(Stored data)

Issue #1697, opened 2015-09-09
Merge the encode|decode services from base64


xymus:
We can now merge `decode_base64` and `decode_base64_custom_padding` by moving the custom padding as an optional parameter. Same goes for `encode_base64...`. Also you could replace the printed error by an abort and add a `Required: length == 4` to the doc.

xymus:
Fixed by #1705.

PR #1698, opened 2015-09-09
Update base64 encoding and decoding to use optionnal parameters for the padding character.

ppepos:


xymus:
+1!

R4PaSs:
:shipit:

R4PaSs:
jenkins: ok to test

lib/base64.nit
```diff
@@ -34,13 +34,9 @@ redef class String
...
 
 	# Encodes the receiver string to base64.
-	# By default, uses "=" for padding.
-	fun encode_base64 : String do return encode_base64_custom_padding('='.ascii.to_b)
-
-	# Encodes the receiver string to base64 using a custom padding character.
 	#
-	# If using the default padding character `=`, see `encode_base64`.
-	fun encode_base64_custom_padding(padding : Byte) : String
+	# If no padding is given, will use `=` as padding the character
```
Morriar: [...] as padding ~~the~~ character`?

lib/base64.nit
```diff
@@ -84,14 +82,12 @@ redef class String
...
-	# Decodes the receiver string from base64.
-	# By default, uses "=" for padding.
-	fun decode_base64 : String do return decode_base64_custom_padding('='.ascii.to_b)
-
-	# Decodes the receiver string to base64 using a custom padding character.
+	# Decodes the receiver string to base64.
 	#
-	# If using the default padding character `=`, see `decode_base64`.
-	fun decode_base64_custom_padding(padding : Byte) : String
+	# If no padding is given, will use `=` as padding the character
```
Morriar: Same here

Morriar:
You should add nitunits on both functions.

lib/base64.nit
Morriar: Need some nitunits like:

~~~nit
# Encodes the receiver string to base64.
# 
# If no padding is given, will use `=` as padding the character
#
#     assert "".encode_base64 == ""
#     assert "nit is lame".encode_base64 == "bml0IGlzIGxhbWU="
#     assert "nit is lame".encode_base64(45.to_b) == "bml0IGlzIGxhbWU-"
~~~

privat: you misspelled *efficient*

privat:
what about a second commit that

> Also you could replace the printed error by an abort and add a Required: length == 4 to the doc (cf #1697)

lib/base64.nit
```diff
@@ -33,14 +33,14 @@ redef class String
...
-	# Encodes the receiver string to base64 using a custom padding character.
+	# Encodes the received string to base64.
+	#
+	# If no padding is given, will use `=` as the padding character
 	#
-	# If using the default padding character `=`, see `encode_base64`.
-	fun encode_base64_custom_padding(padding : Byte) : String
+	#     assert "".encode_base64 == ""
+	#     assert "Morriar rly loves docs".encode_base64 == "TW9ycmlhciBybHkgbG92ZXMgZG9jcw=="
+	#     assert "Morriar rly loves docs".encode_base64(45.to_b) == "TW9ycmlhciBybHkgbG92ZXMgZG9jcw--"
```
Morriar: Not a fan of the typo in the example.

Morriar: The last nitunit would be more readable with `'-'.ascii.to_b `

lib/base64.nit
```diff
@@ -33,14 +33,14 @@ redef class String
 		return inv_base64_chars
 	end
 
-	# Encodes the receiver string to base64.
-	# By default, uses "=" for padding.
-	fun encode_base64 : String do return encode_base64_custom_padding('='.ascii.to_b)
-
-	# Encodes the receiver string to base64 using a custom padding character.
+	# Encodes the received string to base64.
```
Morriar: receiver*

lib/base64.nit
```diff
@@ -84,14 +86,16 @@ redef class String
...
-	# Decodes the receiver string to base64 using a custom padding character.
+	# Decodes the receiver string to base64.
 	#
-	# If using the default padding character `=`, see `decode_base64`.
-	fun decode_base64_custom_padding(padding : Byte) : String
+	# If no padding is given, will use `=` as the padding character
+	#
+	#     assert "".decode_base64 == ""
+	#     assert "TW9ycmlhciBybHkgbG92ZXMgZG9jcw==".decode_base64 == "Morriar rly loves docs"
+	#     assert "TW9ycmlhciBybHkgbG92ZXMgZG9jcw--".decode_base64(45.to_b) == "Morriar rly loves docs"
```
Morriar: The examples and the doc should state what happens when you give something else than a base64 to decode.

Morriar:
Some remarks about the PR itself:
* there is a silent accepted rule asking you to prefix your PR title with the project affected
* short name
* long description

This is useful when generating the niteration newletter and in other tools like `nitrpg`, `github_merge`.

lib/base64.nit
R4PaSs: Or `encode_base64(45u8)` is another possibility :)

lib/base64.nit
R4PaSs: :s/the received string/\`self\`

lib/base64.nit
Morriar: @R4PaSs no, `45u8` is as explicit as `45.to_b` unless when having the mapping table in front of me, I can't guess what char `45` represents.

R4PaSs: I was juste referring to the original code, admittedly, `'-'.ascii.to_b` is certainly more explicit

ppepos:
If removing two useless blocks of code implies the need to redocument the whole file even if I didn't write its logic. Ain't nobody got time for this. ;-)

==

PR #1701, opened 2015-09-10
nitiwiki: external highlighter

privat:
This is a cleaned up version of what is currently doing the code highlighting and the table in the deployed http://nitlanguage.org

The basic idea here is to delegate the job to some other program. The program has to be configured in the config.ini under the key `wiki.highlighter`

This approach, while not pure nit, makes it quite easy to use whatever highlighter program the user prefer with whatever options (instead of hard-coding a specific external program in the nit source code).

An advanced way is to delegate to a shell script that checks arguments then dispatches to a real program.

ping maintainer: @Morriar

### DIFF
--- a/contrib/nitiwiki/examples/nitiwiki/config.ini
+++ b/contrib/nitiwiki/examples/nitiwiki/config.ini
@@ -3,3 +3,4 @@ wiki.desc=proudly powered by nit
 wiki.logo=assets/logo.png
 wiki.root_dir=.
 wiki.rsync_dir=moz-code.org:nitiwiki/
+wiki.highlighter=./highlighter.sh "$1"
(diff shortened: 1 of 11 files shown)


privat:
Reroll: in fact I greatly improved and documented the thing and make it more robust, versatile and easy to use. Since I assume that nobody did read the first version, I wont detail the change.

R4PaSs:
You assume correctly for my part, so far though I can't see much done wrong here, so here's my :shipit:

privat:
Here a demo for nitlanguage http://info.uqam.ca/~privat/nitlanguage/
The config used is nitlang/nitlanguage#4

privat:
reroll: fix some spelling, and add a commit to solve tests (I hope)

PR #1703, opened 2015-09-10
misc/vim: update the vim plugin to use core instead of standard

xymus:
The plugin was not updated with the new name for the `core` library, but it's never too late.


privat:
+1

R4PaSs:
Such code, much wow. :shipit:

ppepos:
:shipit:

...

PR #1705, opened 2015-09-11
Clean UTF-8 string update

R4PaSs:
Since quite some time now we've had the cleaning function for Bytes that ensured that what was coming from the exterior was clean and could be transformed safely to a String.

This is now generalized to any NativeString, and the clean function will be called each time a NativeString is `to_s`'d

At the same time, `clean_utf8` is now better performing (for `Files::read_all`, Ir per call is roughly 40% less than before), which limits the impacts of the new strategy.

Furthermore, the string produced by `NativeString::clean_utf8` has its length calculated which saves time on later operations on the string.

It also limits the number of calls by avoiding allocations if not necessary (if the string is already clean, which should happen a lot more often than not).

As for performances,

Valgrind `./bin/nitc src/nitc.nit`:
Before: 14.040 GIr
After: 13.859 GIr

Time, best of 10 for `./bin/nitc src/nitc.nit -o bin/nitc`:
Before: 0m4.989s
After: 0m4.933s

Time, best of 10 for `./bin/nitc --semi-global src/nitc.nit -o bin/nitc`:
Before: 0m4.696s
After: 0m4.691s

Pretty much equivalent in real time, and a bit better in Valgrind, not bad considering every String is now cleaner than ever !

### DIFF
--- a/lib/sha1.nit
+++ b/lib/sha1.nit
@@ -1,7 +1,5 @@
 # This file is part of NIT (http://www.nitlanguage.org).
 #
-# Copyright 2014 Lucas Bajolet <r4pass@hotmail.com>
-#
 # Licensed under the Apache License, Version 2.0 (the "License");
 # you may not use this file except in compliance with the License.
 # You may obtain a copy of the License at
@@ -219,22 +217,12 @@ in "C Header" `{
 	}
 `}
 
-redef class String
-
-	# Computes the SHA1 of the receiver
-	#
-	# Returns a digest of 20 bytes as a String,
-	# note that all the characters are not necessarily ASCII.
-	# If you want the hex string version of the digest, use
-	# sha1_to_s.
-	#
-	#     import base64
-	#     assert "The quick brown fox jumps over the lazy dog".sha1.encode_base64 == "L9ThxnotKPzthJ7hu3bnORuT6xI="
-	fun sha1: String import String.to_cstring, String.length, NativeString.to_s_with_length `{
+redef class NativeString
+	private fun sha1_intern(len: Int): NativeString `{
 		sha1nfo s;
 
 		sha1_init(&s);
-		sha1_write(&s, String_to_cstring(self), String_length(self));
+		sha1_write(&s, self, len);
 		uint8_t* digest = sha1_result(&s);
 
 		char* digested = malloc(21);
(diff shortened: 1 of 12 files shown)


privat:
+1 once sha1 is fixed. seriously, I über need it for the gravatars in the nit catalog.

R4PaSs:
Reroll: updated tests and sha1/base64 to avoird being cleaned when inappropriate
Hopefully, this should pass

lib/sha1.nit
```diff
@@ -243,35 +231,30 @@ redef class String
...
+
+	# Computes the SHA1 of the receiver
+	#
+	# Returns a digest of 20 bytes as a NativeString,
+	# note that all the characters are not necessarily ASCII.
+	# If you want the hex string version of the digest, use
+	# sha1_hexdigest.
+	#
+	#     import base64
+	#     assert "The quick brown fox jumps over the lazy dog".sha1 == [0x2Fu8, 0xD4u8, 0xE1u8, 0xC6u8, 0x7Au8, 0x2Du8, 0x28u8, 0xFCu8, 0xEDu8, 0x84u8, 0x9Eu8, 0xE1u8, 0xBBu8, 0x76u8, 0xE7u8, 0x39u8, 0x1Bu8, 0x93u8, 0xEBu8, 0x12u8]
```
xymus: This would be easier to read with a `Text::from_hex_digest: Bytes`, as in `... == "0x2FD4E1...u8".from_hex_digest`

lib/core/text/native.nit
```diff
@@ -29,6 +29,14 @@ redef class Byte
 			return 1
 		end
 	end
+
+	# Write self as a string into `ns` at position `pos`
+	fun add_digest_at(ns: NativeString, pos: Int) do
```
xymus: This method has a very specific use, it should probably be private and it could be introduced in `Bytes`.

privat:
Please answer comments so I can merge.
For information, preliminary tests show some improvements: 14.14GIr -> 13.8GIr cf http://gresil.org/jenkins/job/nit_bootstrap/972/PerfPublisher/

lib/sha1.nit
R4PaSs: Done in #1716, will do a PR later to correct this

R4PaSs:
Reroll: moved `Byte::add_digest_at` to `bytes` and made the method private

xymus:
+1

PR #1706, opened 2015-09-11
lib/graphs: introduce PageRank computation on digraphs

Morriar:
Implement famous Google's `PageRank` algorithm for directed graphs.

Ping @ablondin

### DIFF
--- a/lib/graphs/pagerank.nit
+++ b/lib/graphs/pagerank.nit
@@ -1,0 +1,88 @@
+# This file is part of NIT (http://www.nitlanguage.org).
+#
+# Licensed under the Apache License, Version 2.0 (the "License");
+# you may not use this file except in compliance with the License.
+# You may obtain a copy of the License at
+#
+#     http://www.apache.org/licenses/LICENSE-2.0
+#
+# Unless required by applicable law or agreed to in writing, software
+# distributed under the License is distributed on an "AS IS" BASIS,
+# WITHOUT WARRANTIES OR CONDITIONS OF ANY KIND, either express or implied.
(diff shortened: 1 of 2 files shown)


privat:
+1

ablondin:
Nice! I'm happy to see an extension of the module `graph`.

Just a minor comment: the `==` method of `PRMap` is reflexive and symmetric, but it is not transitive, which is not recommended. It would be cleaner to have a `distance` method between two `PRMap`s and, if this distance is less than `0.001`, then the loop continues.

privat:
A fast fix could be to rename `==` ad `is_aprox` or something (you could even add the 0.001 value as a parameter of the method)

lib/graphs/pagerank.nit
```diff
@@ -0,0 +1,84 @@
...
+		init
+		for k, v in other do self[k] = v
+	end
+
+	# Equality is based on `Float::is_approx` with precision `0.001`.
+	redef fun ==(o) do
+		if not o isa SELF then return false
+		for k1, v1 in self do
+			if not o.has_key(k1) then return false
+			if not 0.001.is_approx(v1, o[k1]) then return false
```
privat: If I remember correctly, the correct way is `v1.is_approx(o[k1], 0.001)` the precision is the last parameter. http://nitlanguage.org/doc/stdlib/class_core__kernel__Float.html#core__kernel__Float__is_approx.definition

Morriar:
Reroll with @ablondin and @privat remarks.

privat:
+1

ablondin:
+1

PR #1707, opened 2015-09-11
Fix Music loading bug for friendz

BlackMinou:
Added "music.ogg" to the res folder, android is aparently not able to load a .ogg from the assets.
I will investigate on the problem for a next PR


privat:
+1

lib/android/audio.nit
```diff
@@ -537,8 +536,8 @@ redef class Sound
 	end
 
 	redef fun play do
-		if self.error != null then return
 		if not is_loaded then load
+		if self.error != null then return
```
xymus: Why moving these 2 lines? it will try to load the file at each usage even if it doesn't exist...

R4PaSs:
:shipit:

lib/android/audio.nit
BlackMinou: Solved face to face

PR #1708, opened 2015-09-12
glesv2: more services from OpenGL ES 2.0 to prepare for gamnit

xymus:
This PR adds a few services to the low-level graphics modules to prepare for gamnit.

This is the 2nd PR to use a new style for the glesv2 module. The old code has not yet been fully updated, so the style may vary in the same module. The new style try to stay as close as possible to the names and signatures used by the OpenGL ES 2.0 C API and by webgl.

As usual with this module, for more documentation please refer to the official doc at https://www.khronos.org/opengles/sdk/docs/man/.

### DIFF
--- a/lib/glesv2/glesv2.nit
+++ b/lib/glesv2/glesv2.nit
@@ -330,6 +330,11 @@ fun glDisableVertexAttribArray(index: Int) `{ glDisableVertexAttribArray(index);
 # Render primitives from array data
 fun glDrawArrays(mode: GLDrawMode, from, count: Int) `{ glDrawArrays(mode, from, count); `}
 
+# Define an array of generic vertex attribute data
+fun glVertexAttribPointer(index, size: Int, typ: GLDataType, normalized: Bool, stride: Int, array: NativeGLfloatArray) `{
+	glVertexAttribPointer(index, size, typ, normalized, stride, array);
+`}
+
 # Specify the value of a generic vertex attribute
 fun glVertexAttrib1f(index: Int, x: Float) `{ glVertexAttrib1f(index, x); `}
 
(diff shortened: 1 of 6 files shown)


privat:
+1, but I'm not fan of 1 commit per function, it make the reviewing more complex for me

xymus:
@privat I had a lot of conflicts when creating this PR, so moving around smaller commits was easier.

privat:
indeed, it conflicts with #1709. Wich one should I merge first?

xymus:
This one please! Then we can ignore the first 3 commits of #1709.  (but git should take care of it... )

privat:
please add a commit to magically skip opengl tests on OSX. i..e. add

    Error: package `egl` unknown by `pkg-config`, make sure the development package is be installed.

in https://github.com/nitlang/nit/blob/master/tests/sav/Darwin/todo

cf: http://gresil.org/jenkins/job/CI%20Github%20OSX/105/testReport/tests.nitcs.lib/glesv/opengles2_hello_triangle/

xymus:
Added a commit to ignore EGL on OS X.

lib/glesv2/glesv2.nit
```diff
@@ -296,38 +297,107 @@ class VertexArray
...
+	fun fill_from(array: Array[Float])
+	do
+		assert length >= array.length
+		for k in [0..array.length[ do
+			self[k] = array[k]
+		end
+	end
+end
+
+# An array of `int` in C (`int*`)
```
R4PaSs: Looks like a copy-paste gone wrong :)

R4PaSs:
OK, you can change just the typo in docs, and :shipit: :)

# [Task prompt]
What lines in the data above contain the word "change"? Copy them all.

# [Response area]
Reroll: in fact I greatly improved and documented the thing and make it more robust, versatile and easy to use. Since I assume that nobody did read the first version, I wont detail the change.
OK, you can change just the typo in docs, and :shipit: :)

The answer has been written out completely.